I Know You Know Who I Am

Page 4

by Peter Kispert


  The words seemed to come out of nowhere—prompted, Ty thought, by nothing.

  Ty lifted himself off the pier, flexing his shoulders back, and almost pushed Max into the water. It would have been so easy. Max was weak, and if he was a real lifeguard, Ty thought, he could at least save himself. In fact, maybe he shouldn’t have lifted him from the water when he’d had the chance. As he walked off the pier and onto the searing pavement of the lot, up the hill, he tried to wash himself of what he’d just thought. He didn’t hate Max. He felt the apology almost in his pulse, and remembered praying that rosary with his mother, seeking that untenable forgiveness, and began to speak a prayer aloud, just to himself, as he walked up onto the main road, toward his home, and only realized minutes later when he stepped onto the prickly welcome mat at his front door that he was walking barefoot.

  * * *

  —

  At his desk, Ty took the algebra textbook from his drawer and tilted back as he often did in class, leaning at a dangerous angle. But here in his bedroom there was no one to stop him. He closed his eyes and let the fan’s breeze raise the small hairs on his neck, then curl up the collar on his shirt. He tilted farther back, until he knew he was unstable, and let go of the desk.

  For almost an entire minute, which he counted in slow seconds, he stayed balanced. After, he closed the book, stood, and walked to the widow. Seeing a car had parked beneath the tree, he felt a surge of fear that it might be xXZachXx, returning to try to meet again. But it was just a neighbor slamming the door, bags of groceries at his side. A graduation party in their backyard—yellow and pink balloons tied to a fence.

  * * *

  —

  The days sped into weeks, and the weeks into months. The summer blurred like blood in the water, and Ty couldn’t find the skull.

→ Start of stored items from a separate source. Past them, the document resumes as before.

PR #9159, opened 2018-09-04
Handle if collStats returns an int64 for size.

jameinel:
## Description of change

In production, we ran into panic() because Mongo was returning an int64 for a size field instead of an int. We don't have full understanding of how it was happening, but this should at least cover the issue.

Add some testing for how we handle the bson.M result and allow it to be
int or int64 and generate an error rather than panic if it isn't.

## QA steps

Tests added to cover the new code path which was factored out so that it could be directly testable. We don't have exact reproduction for how to get Mongo to behave in this way. One possibility is to just create a logs table that is very very large (>2GB?) and see if it panics without this change.

## Documentation changes

None.

## Bug reference

https://bugs.launchpad.net/juju/+bug/1790626

### DIFF
--- a/state/logs.go
+++ b/state/logs.go
@@ -864,12 +864,18 @@ func dbCollectionSizeToInt(result bson.M, collectionName string) (int, error) {
 		return 0, nil
 	}
 	if asint, ok := size.(int); ok {
+		if asint < 0 {
+			return 0, errors.Errorf("mongo collStats for %q returned a negative value: %v", collectionName, size)
+		}
 		return asint, nil
 	}
 	if asint64, ok := size.(int64); ok {
 		// 2billion megabytes is 2 petabytes, which is outside our range anyway.
 		if asint64 > math.MaxInt32 {
 			return math.MaxInt32, nil
+		}
+		if asint64 < 0 {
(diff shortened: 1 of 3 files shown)


jameinel:
[1790626 mongo collStats Size](https://trello.com/c/mf3DRF8M/547-1790626-mongo-collstats-size)

state/logs.go
```diff
@@ -854,6 +855,29 @@ func initLogsSession(st ModelSessioner) (*mgo.Session, *mgo.Collection) {
...
+		return 0, nil
+	}
+	if asint, ok := size.(int); ok {
+		return asint, nil
+	}
+	if asint64, ok := size.(int64); ok {
+		// 2billion megabytes is 2 petabytes, which is outside our range anyway.
+		if asint64 > math.MaxInt32 {
+			return math.MaxInt32, nil
+		}
```
SimonRichardson: Is there ever a case that `asint64 < 0` so that we also handle the min case or `math.MinInt32` case?

jameinel: Well, if mongo returns a negative number of megabytes for the size of a collection we certainly have issues. I'm ok handling that case, just in a belt-and-suspenders type of defensive programming. But I'd probably cap the threshold at 0. Cause a negative size would do *really* weird things.

jameinel:
$$merge$$

PR #9160, opened 2018-09-04
use sed -E instead of -r for portability in Makefile

hmlanigan:
## Description of change

Use sed -E instead of -r for portability in Makefile.  Per sed man page they are interchangeable.

## QA steps

make juju on an osx machine, "sed: illegal option -- r" should not appear.
make juju on ubuntu, no change.

## Documentation changes

n/a

## Bug reference

n/a


mitechie:
LGTM and QA ok checking these are replaceable in Ubuntu

    -E, -r, --regexp-extended
                 use extended regular expressions in the script
                 (for portability use POSIX -E).

hmlanigan:
$$merge$$

PR #9161, opened 2018-09-05
raft-leases: move change notification from the store to the forwarder

babbageclunk:
## Description of change

When lease changes (claims or expiries) happen in raft, we need to update the database accordingly. This was being done in the raftlease store, but because commands are sent across the hub, it's hard to be certain whether a command has been successfully applied (and thus that the db needs to be updated) - in particular one can't tell the difference between a message being dropped (because of a raft-leadership change) or one where we just didn't get a response in time.

Instead, move the notification to happen in the forwarder, which is on the other side of the hub applying commands to the raft node directly. FSM.Apply now returns a `FSMResponse` which indicates whether the operation was successful, and can update a notification target with any changes.

I initially thought about putting the notification inside the FSM, but that doesn't work - the FSM can't know whether the commands it sees are current commands or replaying log entries to bring a newly-joined raft node up to the current state. So the fact that the forwarder calls `response.Notify(target)` is key to ensuring that only real commands generate DB changes.

## QA steps

* Bootstrap a controller, deploy an application with multiple units, ensure that leadership changes are reflected in the leaseholders collection in mongo (and in the status output).


core/raftlease/fsm.go
```diff
@@ -153,15 +165,42 @@ type entry struct {
 	duration time.Duration
 }
 
+// response stores what happened as a result of applying a command.
```
wallyworld: Maybe mention in the comment that response implements FSMResponse. Or better add a line just above 
var _ FSMResponse = (*response)(nil)

worker/raft/raftforwarder/manifold.go
```diff
@@ -31,22 +90,82 @@ func (config ManifoldConfig) start(context dependency.Context) (worker.Worker, e
...
+		return nil, errors.Trace(err)
+	}
+
+	st := statePool.SystemState()
+
+	logPath := filepath.Join(agent.CurrentConfig().LogDir(), "lease.log")
+	if err := primeLogFile(logPath); err != nil {
+		// This isn't a fatal error, so log and continue if priming
+		// fails.
+		config.Logger.Errorf(
```
wallyworld: If it's not fatal it should be a warning.

worker/raft/raftforwarder/worker.go
```diff
@@ -127,11 +132,12 @@ func (w *forwarder) processRequest(command []byte) (raftlease.ForwardResponse, e
 		return empty, errors.Trace(err)
 	}
 	respValue := future.Response()
-	responseErr, ok := respValue.(error)
-	if respValue != nil && !ok {
-		return empty, errors.Errorf("FSM response must be an error or nil, got %#v", respValue)
+	response, ok := respValue.(raftlease.FSMResponse)
+	if !ok {
+		return empty, errors.Errorf("expected an FSMResponse, got %#v", respValue)
```
wallyworld: Often helpful to include the type %T in the error message

worker/raft/raftforwarder/manifold.go
```diff
@@ -4,25 +4,84 @@
...
 	CentralHubName string
 
 	RequestTopic string
 	Logger       Logger
 	NewWorker    func(Config) (worker.Worker, error)
+	NewTarget    func(*state.State, io.Writer, Logger) raftlease.NotifyTarget
+}
+
+// Validate checks that the config has all the required values.
+func (config ManifoldConfig) Validate() error {
```
wallyworld: Is this tested anywhere?

core/raftlease/fsm.go
babbageclunk: Will do!

worker/raft/raftforwarder/manifold.go
babbageclunk: Ok.

worker/raft/raftforwarder/worker.go
babbageclunk: Yup

worker/raft/raftforwarder/manifold.go
babbageclunk: Oops, no - I'll add one.

babbageclunk:
$$merge$$

babbageclunk:
Good old provisioner $$merge$$

PR #9162, opened 2018-09-05
remove charmrepo.v2 from dependencies, only charmrepo.v3 is used

hmlanigan:
remove charmrepo.v2 from dependencies, only charmrepo.v3 is used


hmlanigan:
[remove dependency on charmrepo.v2, not used](https://trello.com/c/j94AugKQ/558-remove-dependency-on-charmrepov2-not-used)

hmlanigan:
charmrepo.v2 used by vendor/github.com/juju/bundlechanges/handlers.go

PR #9165, opened 2018-09-06
Add stanza for 18.04:s390x to openstack test image metadata

babbageclunk:
## Description of change

The index entry for 18.04:s390x was added when the default series was bumped to bionic, and image metadata was added for the other architectures, but it seems like s390x was missed. This was preventing the s390x unit test job from passing.

## QA steps

* I removed the corresponding section for 18.04:amd64 and saw that the test failed in the same way when run locally.

### DIFF
--- a/provider/openstack/series_test.go
+++ b/provider/openstack/series_test.go
@@ -170,6 +170,25 @@ var imagesData = `
        }
      }
    },
+   "com.ubuntu.cloud:server:18.04:s390x": {
+     "release": "xenial",
+     "version": "18.04",
+     "arch": "s390x",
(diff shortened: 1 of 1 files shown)


babbageclunk:
$$merge$$

provider/openstack/series_test.go
```diff
@@ -170,6 +170,25 @@ var imagesData = `
        }
      }
    },
+   "com.ubuntu.cloud:server:18.04:s390x": {
+     "release": "xenial",
```
xnox: Don't you mean "bionic" here?

PR #9166, opened 2018-09-06
Add stanza for 18.04:s390x to openstack test image metadata

babbageclunk:
## Description of change

The index entry for 18.04:s390x was added when the default series was bumped to bionic, and image metadata was added for the other architectures, but it seems like s390x was missed. This was preventing the s390x unit test job from passing.

(Backported to 2.4 from #9165 - I'd have just made the change in 2.4 and left it for merging, but the test data has been moved out of export_test in develop.)

## QA steps

* I removed the corresponding section for 18.04:amd64 and saw that the test failed in the same way when run locally.

### DIFF
--- a/provider/openstack/export_test.go
+++ b/provider/openstack/export_test.go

He searched for it while scraping barnacles from pier posts and siphoning water out of dinghies that had sprouted leaks, but there was no evidence of its existence. Max still didn’t believe the skull had ever been there. He had just felt sick that day, he told Ty one afternoon. It had been something about the air. Ty wondered if he brought the skull up as a kind of apology, a way of saying maybe it was real.

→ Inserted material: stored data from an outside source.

PR #9167, opened 2018-09-06
Fix for racy TestRemoveApplicationStopsWatchingApplication

babbageclunk:
## Description of change

This would fail occasionally because the worker loop hadn't had time to get the life for gitlab before the test would set the notfound error - in that case it would never start the watcher for gitlab, and never kill it.

Fix this by setting errors (starting with a nil) before firing any change events.

## QA steps

* Before this change the test would fail about 1 in 5 runs under stress-race, after the change I haven't seen it fail.


babbageclunk:
$$merge$$

babbageclunk:
This looks like an intermittent failure caused by the second ticking over between now() calls. I'll have a go at fixing it tomorrow.

$$merge$$

PR #9172, opened 2018-09-06
Updated ec2-instance-types

SimonRichardson:
## Description of change

The following commit updates the ec2 instance types from the index.json
file and running "go generate". The fallout from that update are these
changes.

## QA steps

The following assumes that you have correctly setup AWS. If not you can follow
the steps [here](https://docs.jujucharms.com/2.4/en/help-aws)

```sh
juju bootstrap aws aws-controller
juju deploy mysql --constraints 'instance-type=m2.xlarge'
```


SimonRichardson:
https://trello.com/c/9jXjeoLl/563-bug-1790647-update-aws-instance-types-23-update

hmlanigan:
I'll QA this one as I review

provider/ec2/internal/ec2instancetypes/instancetypes_test.go
```diff
@@ -26,7 +26,6 @@ func (s *InstanceTypesSuite) TestRegionInstanceTypes(c *gc.C) {
 		"m3.medium", "m3.large", "m3.xlarge", "m3.2xlarge",
 		"c1.medium", "c1.xlarge", "cc2.8xlarge",
 		"c3.large", "c3.xlarge", "c3.2xlarge", "c3.4xlarge", "c3.8xlarge",
-		"cg1.4xlarge",
 		"g2.2xlarge",
```
hmlanigan: Unrelated to this change directly I know, just some questions. TestSupportsClassic() still uses "cg1.4xlarge": assertSupportsClassic("cg1.4xlarge").  Is it correct that the test still passes?  I'm wondering if the test is testing what it thinks it's testing?

SimonRichardson: I agree, I think some of the tests are setup via mocks and therefore some tests still pass even when they're not "live". I don't fully grasp why I've had to change so many tests, so it would be good to get that explained.

provider/ec2/internal/ec2instancetypes/process_cost_data.go
```diff
@@ -179,6 +179,11 @@ func process(in io.Reader) (map[string][]instanceType, metadata, error) {
 		if productInfo.Tenancy != "Shared" {
 			continue
 		}
+		if productInfo.PreInstalledSW != "NA" {
```
jameinel: couldn't it also be "" ?

provider/ec2/local_test.go
```diff
@@ -409,8 +409,8 @@ func (t *localServerSuite) TestSystemdBootstrapInstanceUserDataAndState(c *gc.C)
 	// check that a new instance will be started with a machine agent
 	inst1, hc := testing.AssertStartInstance(c, env, t.ControllerUUID, "1")
 	c.Check(*hc.Arch, gc.Equals, "amd64")
-	c.Check(*hc.Mem, gc.Equals, uint64(3.75*1024))
-	c.Check(*hc.CpuCores, gc.Equals, uint64(1))
+	c.Check(*hc.Mem, gc.Equals, uint64(1024))
```
jameinel: this sounds like our default instance type is going away from a 3.75GB machine with 1 CPU to a 1GB machine with 2 CPUs, which probably isn't the best tradeoff, is it?

SimonRichardson: Yeah, that's why I'm uncomfortable to land this. This seems like a big tradeoff

provider/ec2/internal/ec2instancetypes/process_cost_data.go
SimonRichardson: Unfortunately not according to the `index.json`

```
"preInstalledSw" : "NA",
```
vs
```
 "preInstalledSw" : "SQL Ent",
```

SimonRichardson:
I've verified this manually, that the [bootstrap.go](https://github.com/juju/juju/blob/64063c7f3bcd7c8658436bf3aee67835dd537c4c/environs/bootstrap/bootstrap.go#L168-L178) code does indeed enforce the constraints for ec2

SimonRichardson:
$$merge$$

PR #9706, opened 2019-02-03
2.5 leases backoff

jameinel:
## Description of change

When getting a Claim from a client, lease.Manager would dutifully try to get the claim from the backend store. And if there was a problem getting the claim, the manager would retry the request. It was actually doing 2 layers of retries (AFAICT). One in a tight loop, and one in a slow-backoff loop if it got Timeout.

However, the issue is that it used the in-memory information about Leases to determine whether to be doing:
a) Claim() the lease, because there is no current holder
b) Extend() the lease, because *I'm* the current holder
c) Fail the claim because someone else is the current holder.

But the in-memory information is kept in sync via the raft log, asynchronously from doing any leadership claims. Which implies that if the lease synchronization was at all slow, then (a) or (b) would be happening, getting a "sorry you have made an invalid claim" response, and then immediately trying again based on the same out-of-date information. Now, a sync *could* occur during this time, but we didn't really wait for it in any meaningful fashion.

With the proposed change, we use the same "try to make a claim, but if it fails, wait with exponential backoff" before trying again, whether it was "that claim was invalid" or it was "that claim timed out". This should give better opportunities for the system to reach convergence. A slightly better solution for ErrInvalid would be to actually wait for the next sync Raft AppendEntries to occur. But we don't currently expose that.

## QA steps

I have not done manual QA of this yet.  My best guess is that you could introduce intentional lag in handling of AppendEntries and create lots of applications and units vying for leadership. You'd have to be in an HA controller. Then one of the secondary raft engines could be requested to claim a lease, and it would try to do so with outdated information. Note that you'd also need a fair bit of churn on the lease Expiry, because you need who-the-holder to actually be changing. (So you need something that is wanting leases, but failing to hold on to them properly, and something to introduce lag between the primary raft and secondary engines.)

Note that we *did* see this in Prodstack 4.5.

## Documentation changes

No user facing changes.

## Bug reference

https://bugs.launchpad.net/juju/+bug/1814424


worker/lease/manager_claim_test.go
```diff
@@ -73,9 +74,20 @@ func (s *ClaimSuite) TestClaimLease_Success_SameHolder(c *gc.C) {
...
-		err := getClaimer(c, manager).Claim("redis", "redis/0", time.Minute)
-		c.Check(err, jc.ErrorIsNil)
+	fix.RunTest(c, func(manager *lease.Manager, clock *testclock.Clock) {
+		// On the first attempt, we don't see ourselves in the leases, so we try
+		// to Claim the lease. But Primary thinks we already have the lease, so it
+		// refuses. After claiming, we wait 50ms to let the refresh happen, then
+		// we notice that we are the holder, so we Extend instead of Claim.
+		var wg sync.WaitGroup
+		wg.Add(1)
+		go func() {
```
babbageclunk: These are very cunning.

jameinel:
$$merge$$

  Ty started talking to other men online. Tom stopped messaging him. Occasionally, he would see Tom’s face, the lie of that photo in a small box to the right of the screen, and he would wonder what Tom had done after leaving, whether he realized the truth—that Ty had seen him and wasn’t interested anymore. And then, one night as he fell asleep, it occurred to Ty that maybe this happened all the time with people like Tom—putting one image forward, forgetting the truth. Ty thought of himself, casting out years and becoming a man like that. How he might someday wish to swim back to this exact moment. A green dot next to his face on the chat bar, his hair receded to a patchy fuzz, typing out that same opening line he used now: Hey mister, what’s up?:)

  * * *

  —

  One night in mid-July, Ty heard keys turning in the lock, his mom walk in the front door of the house. He closed his computer, turned off the fan, and listened to her voice, her side of the conversation, which was high with stress. Ty inched his bedroom door open, careful not to make noise, quieted his breathing, and turned off his light. He wasn’t supposed to be home yet, but he’d left the pier early, and he waited, listening.

  “He’s out helping that boy in that club, the one for people who need friends.”

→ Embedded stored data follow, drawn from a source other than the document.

PR #9707, opened 2019-02-03
raft-leases: don't try to expire leases when the store will expire them itself

babbageclunk:
## Description of change

The raft lease store will automatically expire leases as time advances - it doesn't need the lease manager to do it. Avoiding this reduces the number of store.Leases() calls the manager needs to make, which should make it faster under heavy load.

Add an Autoexpire() method to the lease store interface - this returns false for the mongo store but true for the raft lease store. If autoexpire is true for a store we still wake up for ticks (so we can signal blocks that are waiting for leases to expire) but we don't scan all the leases looking for ones that need to be expired.

## QA steps

* Bootstrap and deploy multiple units of an app.
* Remove the leader unit.
* The lease should expire as usual and one of the other units should claim leadership.
* There shouldn't be any errors in the lease manager log about it trying to expire leases.

## Documentation changes

None

## Bug reference

None

### DIFF
--- a/worker/lease/manager.go
+++ b/worker/lease/manager.go
@@ -175,8 +175,13 @@ func (manager *Manager) choose(blocks blocks) error {
 	case check := <-manager.checks:
 		return manager.handleCheck(check)
 	case manager.now = <-manager.nextTick(manager.now):
-		manager.wg.Add(1)
-		go manager.retryingTick(manager.now)
+		// If we need to expire leases we should do it, otherwise this
+		// is just an opportunity to check for blocks that need to be
+		// notified.
+		if !manager.config.Store.Autoexpire() {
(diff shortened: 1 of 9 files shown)


worker/lease/manager.go
```diff
@@ -175,8 +175,13 @@ func (manager *Manager) choose(blocks blocks) error {
 	case check := <-manager.checks:
 		return manager.handleCheck(check)
 	case manager.now = <-manager.nextTick(manager.now):
```
howbazaar: Doesn't nextTick still copy Leases?
Is there a way to not do this?

babbageclunk: Yeah, that's coming in the next PR.

babbageclunk:
$$merge$$

PR #9709, opened 2019-02-04
Use the newer testing clock.

jameinel:
## Description of change

The testing clock now iterates faster when given a long timeout, and
gives stack traces when the waiters don't match expectations.

This is just cleanup of the testing clock that helped when I was debugging something else, but we may as well get it into our core code. Only changes the testing clock, so it may change the test suite, but doesn't change production code.

https://github.com/juju/clock/pull/3
https://github.com/juju/clock/pull/4

We need (4) https://github.com/juju/juju/pull/9712

## QA steps

None.

## Documentation changes

None.

## Bug reference

None.

### DIFF
--- a/Gopkg.lock
+++ b/Gopkg.lock
@@ -434,14 +434,14 @@
   revision = "b8d279cc30ffcc57dab7a51c4bc39be08fb2b569"
 
 [[projects]]
-  digest = "1:acc1f840c3b249910754a9d5f5cb825674ca2d2011f185c6130b78f7c5ea0df8"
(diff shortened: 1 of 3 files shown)


jameinel:
It appears that we have quite a few places that expected being able to pass a timeout of '0s' to work correctly, which I apparently broke. The old code would always check 10 times, and call time.Sleep(0) each time. The new one notices the timeout immediately.

jameinel:
InstancePoller was the only place using that syntax, I just change it to use ShortWait.
$$merge$$

jameinel:
21:08:31 make: go: Command not found (doesn't sound like my code)

$$merge$$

  “It is a good idea. He doesn’t have any. And he could learn a lot from that kid, Max. The AP one.”

  “No, no.”

  After a long pause in the conversation, Ty stopped listening. He imagined Max alone on the small lip of the beach, drawing in the sand with an oar. It clicked painfully into place that he was a kind of prop friend for Max. Ty felt cheated, living a lie someone else had created for him. He thought maybe his mother had hung up the phone, before he started listening again and she added, “Right, that’s what I’m saying.”

  “I only donate every other week. You know that.”

  “Don’t hang up on me. Don’t you do that again.”

  “Honest to God, Don. We both know. At best? He’s going to a state school.”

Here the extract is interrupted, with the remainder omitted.